Remember that after the death of Osama bin Laden in 2011, Ayman al-Zawahiri took over the leadership of al-Qaeda.


 On the other hand, the Taliban spokesman in Afghanistan has also said that the United States launched a drone attack in Sherpur, a residential area of ​​Kabul, on Sunday.


 In his tweet, Zabihullah Mujahid said that initially the nature of the incident was not known, then the investigation by the security and intelligence agencies revealed that it was a drone attack.


 In his statement, he called it a "clear violation" of international norms and the Doha Agreement.

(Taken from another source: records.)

PR #32306, opened 2022-08-22
view_copy: relocate symlinks

haampie:
fixes #33606
fixes #19550

Previously `spack:view:default:link_type:copy` did not handle symlinks:
it changed symlinks into redundant file copies, errored on dangling
links, and failed at symlinked directories.

With this commit it actually creates symlinks, and relocates them if
necessary. However, it's far from perfect (doesn't properly check if a
symlink points into a prefix dir in multiple ways: relative symlinks
aren't checked whether they escape the prefix, and absolute symlinks are
not checked in realpath sense). But held to the standard of
Spack's current relocation logic nobody can complain...

Supersedes #31958

PR #23476, opened 2021-05-06
env views: make view updates atomic

becker33:
Currently, environment views blink out of existence during the view regeneration, and are slowly built back up to their new and improved state. This is not good if other processes attempt to access the view -- they can see it in an inconsistent state.

This PR fixes makes environment view updates atomic. This requires a level of indirection (via symlink, similar to nix or guix) from the view root to the underlying implementation on the filesystem. 

Now, an environment view at `/path/to/foo` is a symlink to `/path/to/._foo/<hash>`, where `<hash>` is a hash of the contents of the view.  We construct the view in its content-keyed hash directory, create a new symlink to this directory, and atomically replace the symlink with one to the new view.

This PR also future-proofs environment views so that we can implement rollback.

For background:
* there is no atomic operation in posix that allows for a non-empty directory to be replaced.
* There is an atomic `renameat2` in the linux kernel starting in version 3.15, but many filesystems don't support the system call, including NFS3 and NFS4, which makes it a poor implementation choice for an HPC tool, so we use the symlink approach that others tools like nix and guix have used successfully.

PR #35804, opened 2023-03-03
env views: use renameat2 for atomic view updates.

becker33:
This PR creates a new option for environment views, `update_method`, with values `symlink|exchange|auto`

`symlink` is the option to keep the previous behavior. We use an indirection layer of symlinks to do atomic updates of environment views. This worked, but led to corner cases in which users found paths to the underlying view implementation (you've seen this if you've ever noted a directory like `._root/<hash>`), which were not stable across updates to the environment.

`exchange` is the option to use the new behavior. `renameat2` is a new syscall in `linux@3.15:` that supports atomic swaps of non-empty directories, which was previously impossible. `renameat2` is available in `libc@2.28:`, which coincides with RHEL8 for a sense of timeframe. With `renameat2`, we create the view in an alternate location and atomically swap it into place.

`auto` is the option to use `exchange` if feasible. That means that if your view already exists, it will use the method the view was created with (assuming it is supported by the OS) and if the view does not already exist, it will use the `exchange` method if possible and fall back on the `symlink` method. This is the default.

For all methods, if the view already exists and Spack is configured to use a different method than the view was created with or the OS does not support the method the view was created with, you will receive an error with a prompt to either change your view configuration, run on a different OS, or run `spack env view regenerate --force` which will do a non-atomic update.

### DIFF
--- a/lib/spack/external/archspec/json/cpu/microarchitectures.json
+++ b/lib/spack/external/archspec/json/cpu/microarchitectures.json
@@ -2706,7 +2706,7 @@
         ],
         "clang" : [
           {
-            "versions": "9.0:12.99",
+            "versions": "9.0:12.0",
             "flags" : "-march=armv8.4-a"
           },
           {
--- a/lib/spack/external/archspec/json/cpu/microarchitectures.json
+++ b/lib/spack/external/archspec/json/cpu/microarchitectures.json
@@ -2706,7 +2706,7 @@
         ],
         "clang" : [
           {
-            "versions": "9.0:12.0",
+            "versions": "9.0:12.99",
             "flags" : "-march=armv8.4-a"
           },
           {
--- a/lib/spack/spack/environment/environment.py
+++ b/lib/spack/spack/environment/environment.py
@@ -496,7 +496,7 @@ class ViewDescriptor(object):
         if not os.path.exists(self.root):
             return None
 
-        view = self.view(created_path=False)
+        view = self.view()
         orig_path = view.metadata.get("created_path", None)
         if orig_path:
             return orig_path
@@ -539,7 +539,7 @@ class ViewDescriptor(object):
         view = self.view()
         return view.get_projection_for_spec(spec)
 
-    def view(self, new=None, created_path=True):
+    def view(self, new=None, created_path=False):
         """
         Generate the FilesystemView object for this ViewDescriptor
 
@@ -552,6 +552,10 @@ class ViewDescriptor(object):
             new (str or None): If a string, create a FilesystemView
                 rooted at that path. Default None. This should only be used to
                 regenerate the view, and cannot be used to access specs.
+            created_path (bool): Pass metadata on the path the view was created in to the
+                underlying view implementation. Default False. This option should be enabled
+                when creating a view to add packages to, but not when creating a view object
+                to query an existing view.
         """
         root = new if new else self.root
 
@@ -710,7 +714,7 @@ class ViewDescriptor(object):
         if specs:
             tty.msg("Updating view at {0}".format(self.root))
 
-        view = self.view(new=new_root)
+        view = self.view(new=new_root, created_path=True)
 
         # Create a new view
         try:
--- a/lib/spack/spack/environment/environment.py
+++ b/lib/spack/spack/environment/environment.py
@@ -479,7 +479,7 @@ class ViewDescriptor(object):
     @property
     def _current_root(self):
         """
-        Return the directory in which the view is currently implemented.
+        Return the directory in which the view has been constructed.
 
         If the view is using renameat2 for atomic updates, self.root is a directory and the root
         of the underlying implementation is the same as self.root.
--- a/lib/spack/spack/environment/environment.py
+++ b/lib/spack/spack/environment/environment.py
@@ -39,6 +39,7 @@ import spack.store
 import spack.subprocess_context
 import spack.traverse
 import spack.user_environment as uenv
+import spack.util.atomic_update
 import spack.util.cpus
 import spack.util.environment
 import spack.util.hash
@@ -469,6 +470,9 @@ class ViewDescriptor(object):
 
     @property
     def _current_root(self):
+        if spack.util.atomic_update.use_renameat2():
+            return self.root
+
         if not os.path.islink(self.root):
             return None
 
@@ -486,6 +490,9 @@ class ViewDescriptor(object):
         return os.path.join(root_dir, "._%s" % root_name, content_hash)
 
     def content_hash(self, specs):
+        print("CONTENT_HASH")
+        print("    ", specs)
+        print("    ", self.to_dict())
         d = syaml.syaml_dict(
             [
                 ("descriptor", self.to_dict()),
@@ -493,6 +500,7 @@ class ViewDescriptor(object):
             ]
         )
         contents = sjson.dump(d)
+        print("    ", spack.util.hash.b32_hash(contents))
         return spack.util.hash.b32_hash(contents)
 
     def get_projection_for_spec(self, spec):
@@ -599,6 +607,10 @@ class ViewDescriptor(object):
             tty.debug("View at %s does not need regeneration." % self.root)
             return
 
+        if spack.util.atomic_update.use_renameat2():
+            if os.path.isdir(new_root):
+                shutil.rmtree(new_root)
+
         _error_on_nonempty_view_dir(new_root)
 
         # construct view at new_root
@@ -607,26 +619,15 @@ class ViewDescriptor(object):
 
         view = self.view(new=new_root)
 
-        root_dirname = os.path.dirname(self.root)
-        tmp_symlink_name = os.path.join(root_dirname, "._view_link")
-
         # Create a new view
         try:
             fs.mkdirp(new_root)
             view.add_specs(*specs, with_dependencies=False)
-
-            # create symlink from tmp_symlink_name to new_root
-            if os.path.exists(tmp_symlink_name):
-                os.unlink(tmp_symlink_name)
-            symlink(new_root, tmp_symlink_name)
-
-            # mv symlink atomically over root symlink to old_root
-            fs.rename(tmp_symlink_name, self.root)
+            spack.util.atomic_update.atomic_update(new_root, self.root)
         except Exception as e:
             # Clean up new view and temporary symlink on any failure.
             try:
                 shutil.rmtree(new_root, ignore_errors=True)
-                os.unlink(tmp_symlink_name)
             except (IOError, OSError):
                 pass
 
--- a/lib/spack/spack/environment/environment.py
+++ b/lib/spack/spack/environment/environment.py
@@ -481,21 +481,28 @@ class ViewDescriptor(object):
         """
         Return the directory in which the view has been constructed.
 
-        If the view is using renameat2 for atomic updates, self.root is a directory and the root
-        directory of the view is the same as self.root.
+        Query the view if it stores metadata on where it was constructed.
 
         If the view us using symlinks for atomic updates, self.root is a link and we read the link
         to find the real root directory.
 
-        If self.root does not exist or is a regular file, the view has not been
-        constructed on the filesystem.
+        If self.root is not a view with metadata and is not a link, the view has not been
+        constructed.
         """
-        if not os.path.islink(self.root):
-            if os.path.isdir(self.root):
-                return self.root
-            else:
-                return None
+        # Get the view as self.root even if it is actually a symlink
+        # We will not operate on this view object, only query metadata
+        # We don't want to pass a created_path to this view, so that we can read where it says it
+        # was created.
+        view = self.view(self.root, created_path=False)
+        orig_path = view.metadata.get("created_path", None)
+        if orig_path:
+            return orig_path
 
+        # Backwards compat only applies for symlinked views
+        if not os.path.islink(self.root):
+            return None
+
+        # For backards compat, check link for symlink views if no "created_path"
         root = os.readlink(self.root)
         if os.path.isabs(root):
             return root
@@ -531,7 +538,7 @@ class ViewDescriptor(object):
         rel_path = os.path.relpath(view_path, self._current_root)
         return os.path.join(self.root, rel_path)
 
-    def view(self, new=None):
+    def view(self, new=None, created_path=True):
         """
         Generate the FilesystemView object for this ViewDescriptor
 
@@ -553,14 +560,17 @@ class ViewDescriptor(object):
                 "View root is at %s" % self.root
             )
             raise SpackEnvironmentViewError(msg)
-        return SimpleFilesystemView(
-            root,
-            spack.store.layout,
-            ignore_conflicts=True,
-            projections=self.projections,
-            link=self.link_type,
-            final_destination=self.root,
-        )
+
+        kwargs = {
+            "ignore_conflicts": True,
+            "projections": self.projections,
+            "link": self.link_type,
+            "final_destination": self.root,
+        }
+        if created_path:
+            kwargs["metadata"] = {"created_path": root}
+
+        return SimpleFilesystemView(root, spack.store.layout, **kwargs)
 
     def __contains__(self, spec):
         """Is the spec described by the view descriptor
@@ -677,9 +687,6 @@ class ViewDescriptor(object):
         # will be /dirname/._basename_<hash>.
         # This allows for atomic swaps when we update the view
 
-        # Check which atomic update method we need
-        update_method = self.update_method_to_use(force)
-
         # cache the roots because the way we determine which is which does
         # not work while we are updating
         new_root = self._next_root(specs)
@@ -689,21 +696,10 @@ class ViewDescriptor(object):
             tty.debug("View at %s does not need regeneration." % self.root)
             return
 
-        print(new_root)
-        #        print(
-        #            [
-        #                (s, os.stat(os.path.join(os.path.dirname(new_root), s)).st_mtime)
-        #                for s in os.listdir(os.path.dirname(new_root))
-        #            ]
-        #        )
-        print(specs)
+        # Check which atomic update method we need
+        update_method = self.update_method_to_use(force)
+
         if update_method == "exchange" and os.path.isdir(new_root):
-            # If new_root is the newest thing in its directory, no need to update
-            parent = os.path.dirname(new_root)
-            siblings = [os.path.join(parent, s) for s in os.listdir(parent)]
-            if max(siblings, key=lambda p: os.stat(p).st_mtime) == new_root:
-                tty.debug("View at %s does not need regeneration." % self.root)
-                return
             shutil.rmtree(new_root)
 
         _error_on_nonempty_view_dir(new_root)
@@ -719,7 +715,14 @@ class ViewDescriptor(object):
             fs.mkdirp(new_root)
             view.add_specs(*specs, with_dependencies=False)
             if update_method == "exchange":
-                spack.util.atomic_update.atomic_update_renameat2(new_root, self.root)
+                # Swap the view to the directory of the previous view if one exists so that
+                # the view that is swapped out will be named appropriately
+                if old_root:
+                    os.rename(new_root, old_root)
+                    exchange_location = old_root
+                else:
+                    exchange_location = new_root
+                spack.util.atomic_update.atomic_update_renameat2(exchange_location, self.root)
             else:
                 spack.util.atomic_update.atomic_update_symlink(new_root, self.root)
         except Exception as e:
--- a/lib/spack/spack/environment/environment.py
+++ b/lib/spack/spack/environment/environment.py
@@ -490,9 +490,6 @@ class ViewDescriptor(object):
         return os.path.join(root_dir, "._%s" % root_name, content_hash)
 
     def content_hash(self, specs):
-        print("CONTENT_HASH")
-        print("    ", specs)
-        print("    ", self.to_dict())
         d = syaml.syaml_dict(
             [
                 ("descriptor", self.to_dict()),
@@ -500,7 +497,6 @@ class ViewDescriptor(object):
             ]
         )
         contents = sjson.dump(d)
-        print("    ", spack.util.hash.b32_hash(contents))
         return spack.util.hash.b32_hash(contents)
 
     def get_projection_for_spec(self, spec):
--- a/lib/spack/spack/environment/environment.py
+++ b/lib/spack/spack/environment/environment.py
@@ -689,6 +689,9 @@ class ViewDescriptor(object):
             tty.debug("View at %s does not need regeneration." % self.root)
             return
 
+        print(new_root)
+        print([(s, os.stat(os.path.join(os.path.dirname(new_root), s)).st_mtime) for s in os.listdir(os.path.dirname(new_root))])
+        print(specs)
         if update_method == "exchange" and os.path.isdir(new_root):
             # If new_root is the newest thing in its directory, no need to update
             parent = os.path.dirname(new_root)
--- a/lib/spack/spack/environment/environment.py
+++ b/lib/spack/spack/environment/environment.py
@@ -628,11 +628,8 @@ class ViewDescriptor(object):
     def raise_if_exchange_before_symlink(self, force):
         if os.path.isdir(self.root) and not os.path.islink(self.root):
             if force:
-                try:
-                    shutil.rmtree(self.root)
-                    return
-                except:
-                    pass
+                shutil.rmtree(self.root, ignore_errors=True)
+                return
             msg = f"The view at {self.root} cannot be updated with the 'symlink' update method"
             msg += " because it was originally constructed with the 'exchange' method."
             msg += "\n  Either change the update method to 'exchange' or"
--- a/lib/spack/spack/environment/environment.py
+++ b/lib/spack/spack/environment/environment.py
@@ -690,12 +690,12 @@ class ViewDescriptor(object):
             return
 
         print(new_root)
-#        print(
-#            [
-#                (s, os.stat(os.path.join(os.path.dirname(new_root), s)).st_mtime)
-#                for s in os.listdir(os.path.dirname(new_root))
-#            ]
-#        )
+        #        print(
+        #            [
+        #                (s, os.stat(os.path.join(os.path.dirname(new_root), s)).st_mtime)
+        #                for s in os.listdir(os.path.dirname(new_root))
+        #            ]
+        #        )
         print(specs)
         if update_method == "exchange" and os.path.isdir(new_root):
             # If new_root is the newest thing in its directory, no need to update
--- a/lib/spack/spack/environment/environment.py
+++ b/lib/spack/spack/environment/environment.py
@@ -470,6 +470,18 @@ class ViewDescriptor(object):
 
     @property
     def _current_root(self):
+        """
+        Return the directory in which the view is currently implemented.
+
+        If the view is using renameat2 for atomic updates, self.root is a directory and the root
+        of the underlying implementation is the same as self.root.
+
+        If the view us using symlinks for atomic updates, self.root is a link and we read the link
+        to find the root of the underlying implementation of the view.
+
+        If self.root does not exist or is a regular file, there is no current implementation of the
+        view on the filesystem.
+        """
         if not os.path.islink(self.root):
             if os.path.isdir(self.root):
                 return self.root
--- a/lib/spack/spack/environment/environment.py
+++ b/lib/spack/spack/environment/environment.py
@@ -690,12 +690,12 @@ class ViewDescriptor(object):
             return
 
         print(new_root)
-        print(
-            [
-                (s, os.stat(os.path.join(os.path.dirname(new_root), s)).st_mtime)
-                for s in os.listdir(os.path.dirname(new_root))
-            ]
-        )
+#        print(
+#            [
+#                (s, os.stat(os.path.join(os.path.dirname(new_root), s)).st_mtime)
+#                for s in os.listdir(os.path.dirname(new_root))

 The Taliban spokesman described it as repeating the failed experiments of the past 20 years and said that such actions are against the interests of the United States, Afghanistan and the region.


 Ayman al-Zawahiri was the ideological brain of al-Qaeda.


 Ayman al-Zawahiri is an Egyptian doctor who was imprisoned in the 1980s for joining militant Islam.  After his release, he left the country and joined violent international jihadist movements.


 Eventually he settled in Afghanistan and joined the group of Osama bin Laden, a wealthy Saudi citizen.  Together, they declared war on the United States and planned the September 11, 2001 attacks


It took the US more than a decade to track down and kill bin Laden.  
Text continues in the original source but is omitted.